It’s got a Porsche badge on the nose, so naturally buying a 718 Boxster will require a hefty initial investment (with no discounts), and the Boxster S even more so given the circa five-figure premium it commands over the lower powered, 2.0-litre version. Servicing, replacement parts and tyres will all cost more than you might expect, too.
Worse still, real-world fuel economy in the 2.5-litre S is very disappointing: our True MPG tests revealed an average of just 28.4mpg, which is less than you'll get from a supercharged V6 Jaguar F-Type. We've yet to test the entry-level 2.0-litre Boxster.
More postively, the Boxster will hold on to its value well, so the costs stack up surprisingly well against rivals such as the Jaguar F-type. However, the 718 does look very expensive next to the Audi TT Roadster, even before you consider the more generous equipment on the Audi.
Porsche Boxster equipment
Porsche is notorious for offering very little equipment as standard, and this is true of both the standard model and the higher-powered Boxster S. Neither car has Bluetooth, cruise control, sat-nav, parking sensors, or a DAB digital radio as standard. Not only that, but adding these options separately is expensive, with few ‘bundles’ of kit offered to lower the cost.
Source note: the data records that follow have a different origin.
PR #1734, opened 2024-12-22
Clarify and expand descriptions of `NonFile`s

EliahKagan:
This is a minor documentation revision, to make clearer what a `NonFile`/"non-file" is, as discussed in https://github.com/GitoxideLabs/gitoxide/pull/1730#discussion_r1894381449. At least for now, they are named the same, but the term is more specifically defined.

A couple of possible other names that it could be changed to:

- `Other` as suggested in [#1730 (comment)](https://github.com/GitoxideLabs/gitoxide/pull/1730#discussion_r1894381449). As noted, this is natural. But it is not specific. If Git uses this as a technical term, as suggested, then it should probably be used. I was unable to find it in a cursory search of `git/git` on GitHub, though. I didn't find anything for "NonFile" and everything I found for "non-file" was in phrases like "non-file mailmap," "non-file remote," "non-file backend," and "non-file argument."
- `NonTrackable`, or variations such as `Untrackable` and `NotTrackable` - This idea is from [a commit message in a test](https://github.com/GitoxideLabs/gitoxide/pull/1730/files#diff-406a24eeee8cf467af52b3054214a1d2337eb2b6647169f10de369462bbbe949R14) that refers to the condition of not being a `NonFile` as that of being a "trackable file." I think this is also intuitive when considered abstractly, and accurate. But I'm not sure if it would be intuitive in practice.

Instead of changing it to one of those here, I've just clarified and expanded the documentation. This is with the idea that, with the documentation adjusted this way, it should be possible to figure out if any other name still confers a significant improvement in clarity.

There is another conceptually related change that I made to nearby documentation that is not really covered by this. I'll post a review comment on it so that if it is considered out of scope or unwanted then it can be undone.,

### DIFF
--- a/gitoxide-core/src/repository/clean.rs
+++ b/gitoxide-core/src/repository/clean.rs
@@ -188,7 +188,7 @@ pub(crate) mod function {
             }
 
             match disk_kind {
-                Kind::NonFile => {
+                Kind::Untrackable => {
                     if debug {
                         writeln!(err, "DBG: skipped non-file at '{}'", entry.rela_path).ok();
                     }
@@ -265,7 +265,7 @@ pub(crate) mod function {
                     "WOULD remove"
                 },
                 suffix = match disk_kind {
-                    Kind::NonFile => unreachable!("always skipped earlier"),
+                    Kind::Untrackable => unreachable!("always skipped earlier"),
                     Kind::Directory if entry.property == Some(gix::dir::entry::Property::EmptyDirectory) => {
                         " empty"
                     }
--- a/gitoxide-core/src/repository/clean.rs
+++ b/gitoxide-core/src/repository/clean.rs
@@ -190,7 +190,7 @@ pub(crate) mod function {
             match disk_kind {
                 Kind::Untrackable => {
                     if debug {
-                        writeln!(err, "DBG: skipped non-file at '{}'", entry.rela_path).ok();
+                        writeln!(err, "DBG: skipped untrackable entry at '{}'", entry.rela_path).ok();
                     }
                     continue;
                 }
--- a/gix-dir/src/entry.rs
+++ b/gix-dir/src/entry.rs
@@ -26,11 +26,13 @@ pub enum Property {
 /// The kind of the entry, seated in their kinds available on disk.
 #[derive(Debug, Clone, Copy, PartialEq, Eq, Hash, Ord, PartialOrd)]
 pub enum Kind {
-    /// Something that is not a file, like a named pipe or character device.
+    /// Something that is not a regular file, directory, or symbolic link.
     ///
-    /// These can only exist in the filesystem.
+    /// These can only exist in the filesystem, because Git repositories do not support them.
+    /// They do not appear as blobs in a repository, and their type is not specifiable in a tree object.
+    /// Examples include named pipes (FIFOs), character devices, block devices, and sockets.
     NonFile,
-    /// The entry is a blob, executable or not.
+    /// The entry is a blob, representing a regular file, executable or not.
     File,
     /// The entry is a symlink.
     Symlink,
--- a/gix-dir/src/entry.rs
+++ b/gix-dir/src/entry.rs
@@ -28,10 +28,11 @@ pub enum Property {
 pub enum Kind {
     /// Something that is not a regular file, directory, or symbolic link.
     ///
-    /// These can only exist in the filesystem, because Git repositories do not support them.
-    /// They do not appear as blobs in a repository, and their type is not specifiable in a tree object.
+    /// These can only exist in the filesystem,
+    /// because Git repositories do not support them, thus they cannot be tracked.
+    /// Hence, they do not appear as blobs in a repository, and their type is not specifiable in a tree object.
     /// Examples include named pipes (FIFOs), character devices, block devices, and sockets.
-    NonFile,
+    Untrackable,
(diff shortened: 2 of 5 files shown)


gix-dir/src/entry.rs
```diff
@@ -26,11 +26,13 @@ pub enum Property {
...
-    /// Something that is not a file, like a named pipe or character device.
+    /// Something that is not a regular file, directory, or symbolic link.
     ///
-    /// These can only exist in the filesystem.
+    /// These can only exist in the filesystem, because Git repositories do not support them.
+    /// They do not appear as blobs in a repository, and their type is not specifiable in a tree object.
+    /// Examples include named pipes (FIFOs), character devices, block devices, and sockets.
     NonFile,
-    /// The entry is a blob, executable or not.
+    /// The entry is a blob, representing a regular file, executable or not.
```
EliahKagan, line 35: This is changing documentation of something other than `NonFile`s. My rationale is twofold:

1. Regular files are not the only kind of blob, because symlinks are also blobs:

   ```text
   120000 blob 965b606f331b51d566b46025f9ff311a7aad0c12    LICENSE-APACHE
   120000 blob 76219eb72e8524f15c21ec93b9b2592da49b5460    LICENSE-MIT
   ```

2. The documentation of `NonFile` now refers to not being representable as a blob, so avoiding implying that only regular files are representable as blobs seems like a benefit. In addition, in another files, `types.rs`, the documentation of `NonFile`s now explicitly distinguishes them from regular files, directories, and symlinks, so I think there's value in explicitly documenting the items here in a way that includes all three of those terms where they apply.

(Of those two points, only the second speaks to why this seems, to me, to be in scope for this PR.)

gitoxide-core/src/repository/clean.rs
```diff
@@ -188,7 +188,7 @@ pub(crate) mod function {
             }
 
             match disk_kind {
-                Kind::NonFile => {
+                Kind::Untrackable => {
                     if debug {
                         writeln!(err, "DBG: skipped non-file at '{}'", entry.rela_path).ok();
```
EliahKagan, line 193:
```suggestion
                        writeln!(err, "DBG: skipped untrackable entry at '{}'", entry.rela_path).ok();
```

gix-dir/tests/dir/walk.rs
```diff
@@ -68,7 +68,7 @@ fn one_top_level_fifo() {
 
     assert_eq!(
         entries,
-        &[entry("top", Untracked, NonFile),],
+        &[entry("top", Untracked, Untrackable),],
         "Non-files are like normal files, but with a different state"
```
EliahKagan, line 72:
```suggestion
        "Untrackable entries are like normal files, but with a different state"
```

gix-dir/tests/dir/walk.rs
```diff
@@ -103,9 +103,9 @@ fn fifo_in_traversal() {
         &[
             entry_nokind(".git", Pruned).with_property(DotGit).with_match(Always),
             entry("dir-with-file/nested-file", Untracked, File),
-            entry("dir/nested", Untracked, NonFile),
+            entry("dir/nested", Untracked, Untrackable),
             entry("file", Untracked, File),
-            entry("top", Untracked, NonFile),
+            entry("top", Untracked, Untrackable),
         ],
         "Non-files only differ by their disk-kind"
```
EliahKagan, line 110:
```suggestion
        "Untrackable entries only differ by their disk-kind"
```

gix-status/src/index_as_worktree_with_renames/mod.rs
```diff
@@ -388,7 +388,7 @@ pub(super) mod function {
         impl<T, U> gix_dir::walk::Delegate for Delegate<'_, '_, T, U> {
             fn emit(&mut self, entry: EntryRef<'_>, collapsed_directory_status: Option<Status>) -> Action {
                 // Status never shows untracked non-files
```
EliahKagan, line 390:
```suggestion
                // Status never shows untracked entries of untrackable type
```

Byron (approved):
Thanks so much for submitting this change, just in time and I think it's substantial!

Even though this PR goes for a minimal change to improve the documentation, the description also offered different variant names. Here I went for `Untrackable` which should help making clear what *not* to do when encountering such a directory entry.

EliahKagan (commented):
Going along with changing `NonFile` to `Untrackable`, I think the term "non-file" in documentation comments should also be reworded, since without `NonFile`, it's not clear what "non-file" means.

Since I don't know what other changes you plan, I don't know if the suggestions I've made here are the way to go or not.

Byron:
A great catch, thanks! I was a bit ~~sloppy~~ quick here 😅.

EliahKagan (commented):
I've reworded the documentation comments that contained "non-file" to go along with the change from `NonFile` to `Untrackable`. See https://github.com/GitoxideLabs/gitoxide/pull/1734/commits/154b21f0e9beb0e5b6615f091f5f0716df6a3f7b. This automatically cancelled auto-merge (so that you can review the further change).

EliahKagan:
I just realized the commit message in 154b21f somewhat overinflates its importance: it's not changing documentation comments, but instead a regular comment and debug and assertion messages. (Fortunately, since it's not really changing documentation, it's not a conventional commit with `doc:`, somewhat limiting the breadth of the confusion.)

The problem is that to protect the future resale value of your car, adding most of these items is essential – so you may have to bite the bullet and add them regardless.
Porsche Boxster reliability
Assessing the Boxster’s reliability is tricky, because Porsche doesn't feature in most reliaiblity surveys. As well as this, the engines are new so they don't have a track record of proven dependability. In our most recent used car reliability survey, Porsche finished second from bottom of the 37-strong list, although most of the cars in that survey are no longer sold new.
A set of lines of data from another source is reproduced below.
PR #1747, opened 2025-01-05
Cancel tree diffing early when matching path is found

cruessler:
This PR is ready for review, but it still requires a couple of iterations before it can be considered ready to be merged.

It introduces a custom `Recorder` that is mainly a slimmed down version of `gix_diff::tree::Recorder`. `Recorder` shortens diffing by cancelling it as soon as a change to `interesting_path` is found. This is based on the assumption that there will be at most one change per file path.

The results seem promising. Compared to the existing implementation, I was able to observe a speedup of about 5 % for `gix blame STABILITY.md`.

```
gitoxide on  main [$?] is 📦 v0.40.0 via 🦀 v1.83.0 took 9s
❯ hyperfine "$HOME/github/Byron/gitoxide/target/release/gix blame STABILITY.md" "$HOME/worktrees/gitoxide/branch-3/target/release/gix blame STABILITY.md"
Benchmark 1: /home/christoph/github/Byron/gitoxide/target/release/gix blame STABILITY.md
  Time (mean ± σ):     507.0 ms ±   7.6 ms    [User: 485.4 ms, System: 19.5 ms]
  Range (min … max):   498.6 ms … 520.3 ms    10 runs

Benchmark 2: /home/christoph/worktrees/gitoxide/branch-3/target/release/gix blame STABILITY.md
  Time (mean ± σ):     483.0 ms ±   4.7 ms    [User: 458.3 ms, System: 22.4 ms]
  Range (min … max):   475.7 ms … 491.5 ms    10 runs

Summary
  '/home/christoph/worktrees/gitoxide/branch-3/target/release/gix blame STABILITY.md' ran
    1.05 ± 0.02 times faster than '/home/christoph/github/Byron/gitoxide/target/release/gix blame STABILITY.md'
```

For `gix blame Cargo.lock`, the speedup was in the range of 25 % to 30 %.

```
gitoxide on  main [$?] is 📦 v0.40.0 via 🦀 v1.83.0 took 9s
❯ hyperfine "$HOME/github/Byron/gitoxide/target/release/gix blame Cargo.lock" "$HOME/worktrees/gitoxide/branch-3/target/release/gix blame Cargo.lock"
Benchmark 1: /home/christoph/github/Byron/gitoxide/target/release/gix blame Cargo.lock
  Time (mean ± σ):      2.579 s ±  0.009 s    [User: 2.374 s, System: 0.197 s]
  Range (min … max):    2.568 s …  2.593 s    10 runs

Benchmark 2: /home/christoph/worktrees/gitoxide/branch-3/target/release/gix blame Cargo.lock
  Time (mean ± σ):      2.022 s ±  0.007 s    [User: 1.821 s, System: 0.192 s]
  Range (min … max):    2.010 s …  2.034 s    10 runs

Summary
  '/home/christoph/worktrees/gitoxide/branch-3/target/release/gix blame Cargo.lock' ran
    1.28 ± 0.01 times faster than '/home/christoph/github/Byron/gitoxide/target/release/gix blame Cargo.lock'
```

I also ran `gix blame` on all files in `gitoxide` to make sure the changed version’s output exactly matched the current version’s output.

# Open questions

- Can we ignore `gix_diff::tree`’s return value or is this a bad idea?
- Where does `Recorder` go and can we find a better name for this struct?
- Would it make sense to rename `stats.trees_diffed` to `stats.trees_partially_diffed`?

### DIFF
--- a/gix-blame/src/file/function.rs
+++ b/gix-blame/src/file/function.rs
@@ -326,7 +326,92 @@ fn tree_diff_at_file_path(
     let tree_iter = odb.find_tree_iter(&tree_id, rhs_tree_buf)?;
     stats.trees_decoded += 1;
 
-    let mut recorder = Recorder::new(file_path.into());
+    struct FindChangeToPath {
+        inner: gix_diff::tree::Recorder,
+        interesting_path: BString,
+        change: Option<gix_diff::tree::recorder::Change>,
+    }
+
+    impl FindChangeToPath {
+        fn new(interesting_path: BString) -> Self {
+            let inner =
+                gix_diff::tree::Recorder::default().track_location(Some(gix_diff::tree::recorder::Location::Path));
+
+            FindChangeToPath {
+                inner,
+                interesting_path,
+                change: None,
+            }
+        }
+    }
+
+    impl Visit for FindChangeToPath {
+        fn pop_front_tracked_path_and_set_current(&mut self) {
+            self.inner.pop_front_tracked_path_and_set_current();
+        }
+
+        fn push_back_tracked_path_component(&mut self, component: &BStr) {
+            self.inner.push_back_tracked_path_component(component);
+        }
+
+        fn push_path_component(&mut self, component: &BStr) {
+            self.inner.push_path_component(component);
+        }
+
+        fn pop_path_component(&mut self) {
+            self.inner.pop_path_component();
+        }
+
+        fn visit(&mut self, change: gix_diff::tree::visit::Change) -> gix_diff::tree::visit::Action {
+            use gix_diff::tree::visit::Action::*;
+            use gix_diff::tree::visit::Change::*;
+
+            if self.inner.path() == self.interesting_path {
+                self.change = Some(match change {
+                    Deletion {
+                        entry_mode,
+                        oid,
+                        relation,
+                    } => gix_diff::tree::recorder::Change::Deletion {
+                        entry_mode,
+                        oid,
+                        path: self.inner.path_clone(),
+                        relation,
+                    },
+                    Addition {
+                        entry_mode,
+                        oid,
+                        relation,
+                    } => gix_diff::tree::recorder::Change::Addition {
+                        entry_mode,
+                        oid,
+                        path: self.inner.path_clone(),
+                        relation,
+                    },
+                    Modification {
+                        previous_entry_mode,
+                        previous_oid,
+                        entry_mode,
+                        oid,
+                    } => gix_diff::tree::recorder::Change::Modification {
+                        previous_entry_mode,
+                        previous_oid,
+                        entry_mode,
+                        oid,
+                        path: self.inner.path_clone(),
+                    },
+                });
+
+                // When we return `Cancel`, `gix_diff::tree` will convert this `Cancel` into an
+                // `Err(...)`. Keep this in mind when using `FindChangeToPath`.
+                Cancel
+            } else {
+                Continue
+            }
+        }
+    }
+
+    let mut recorder = FindChangeToPath::new(file_path.into());
     let result = gix_diff::tree(parent_tree_iter, tree_iter, state, &odb, &mut recorder);
     stats.trees_diffed += 1;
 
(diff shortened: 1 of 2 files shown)


gix-blame/src/file/function.rs
```diff
@@ -322,15 +327,121 @@ fn tree_diff_at_file_path(
...
     stats.trees_decoded += 1;
 
-    let mut recorder = gix_diff::tree::Recorder::default();
-    gix_diff::tree(parent_tree_iter, tree_iter, state, &odb, &mut recorder)?;
+    let mut recorder = Recorder::new(file_path.into());
+    // TODO
+    // `recorder` cancels the traversal by returning `Cancel` when a change to `file_path` is
+    // found. `gix_diff::tree` converts `Cancel` into `Err(...)` which is why we ignore its return
+    // value here. I don’t know whether this has the potential to hide bugs.
+    let _ = gix_diff::tree(parent_tree_iter, tree_iter, state, &odb, &mut recorder);
```
Byron, line 335: Indeed, this is where one would have to ignore the `Cancelled` variant of the error, but fail on all others.
The reason this is an error is… that it's intended to be used for cancellation, which is when one wants this to error out easily.
Here this isn't too useful though.

gix-blame/src/file/function.rs
```diff
@@ -322,15 +327,121 @@ fn tree_diff_at_file_path(
...
-        gix_diff::tree::recorder::Change::Addition { path, .. } => path == file_path,
-        gix_diff::tree::recorder::Change::Deletion { path, .. } => path == file_path,
-    }))
+    Ok(recorder.change)
+}
+
+// TODO
+// The name is preliminary and can potentially include more context. Also, this should probably be
+// moved to its own location.
+struct Recorder {
```
Byron, line 344: I'd probably call it after what it does, like `CancelDiffOncePathTouched` (or better :)).
The implementation I'd also put inside the function that uses it.

gix-blame/src/file/function.rs
```diff
@@ -322,15 +327,121 @@ fn tree_diff_at_file_path(
...
+    fn new(interesting_path: BString) -> Self {
+        Recorder {
+            interesting_path,
+            path_deque: Default::default(),
+            path: Default::default(),
+            change: None,
+        }
+    }
+
+    fn pop_element(&mut self) {
```
Byron, line 361: These utilities can be removed if one would have an `inner: Recorder` which does the bookkeeping. Then one can focus on `visit` and implement what matters.

Byron (changes requested):
Thanks a lot, that's great!

Who would have thought that such a small change can have such large impact! It's also something I didn't even think off, so I am really glad you did!

> Would it make sense to rename stats.trees_diffed to stats.trees_partially_diffed?

I'd keep the name simple as it's typically `Debug` printed anyway. But it's probably fair to be specific in its doc-string to indicate the diff is usually partial.

gix-blame/src/file/function.rs
cruessler: Thanks for the context, I’ve adapted this part.

gix-blame/src/file/function.rs
cruessler: I’ve renamed and inlined `Recorder`.

gix-blame/src/file/function.rs
cruessler: I’ve made `Recorder` a wrapper around `inner: gix_diff::tree::Recorder` (I hope I understood your suggestion correctly). This might have come at a minimal cost to performance, but that impression might also have been noise in running `hyperfine`.

gix-blame/src/file/function.rs
```diff
@@ -322,15 +326,102 @@ fn tree_diff_at_file_path(
...
+                        oid,
+                        path: self.inner.path_clone(),
+                    },
+                });
+
+                // When we return `Cancel`, `gix_diff::tree` will convert this `Cancel` into an
+                // `Err(...)`. Keep this in mind when using `FindChangeToPath`.
+                Cancel
+            } else {
+                Continue
```
Byron, line 409: This needed some getting used to to read due to the similarity with `continue` the keyword.
If that feels like it the next time you come across is, maybe better prefix it with `Action::`.

gix-blame/src/file/function.rs
```diff
@@ -322,15 +326,102 @@ fn tree_diff_at_file_path(
...
+                    } => gix_diff::tree::recorder::Change::Modification {
+                        previous_entry_mode,
+                        previous_oid,
+                        entry_mode,
+                        oid,
+                        path: self.inner.path_clone(),
+                    },
+                });
+
+                // When we return `Cancel`, `gix_diff::tree` will convert this `Cancel` into an
```
Byron, line 405: This comment, along with the comment further down, can probably be removed as self-explanatory as part of cleanup in a future PR.

Byron (approved):
Thanks a lot, this will work!

gix-blame/src/file/function.rs
cruessler: Done in #1755.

Every Boxster comes with a three-year, unlimited-mileage warranty, but like most cars of this type it will chew through consumables like tyres and brakes in a much shorter time.
Porsche Boxster safety & security
There’s no Euro NCAP crash data available for the 718 Boxster, but all models come with six airbags and the options of automatic emergency braking and blind spot warning. The standard steel brakes are more than up to the job of frequent stops from high speed, but Porsche offers fade-free carbon-ceramic discs as an option. The latter is only worth considering is you plan to attend track days.
You have to pay extra to add Isofix fittings to the passenger seat of the Boxster, while a speed limit display is also on the options list.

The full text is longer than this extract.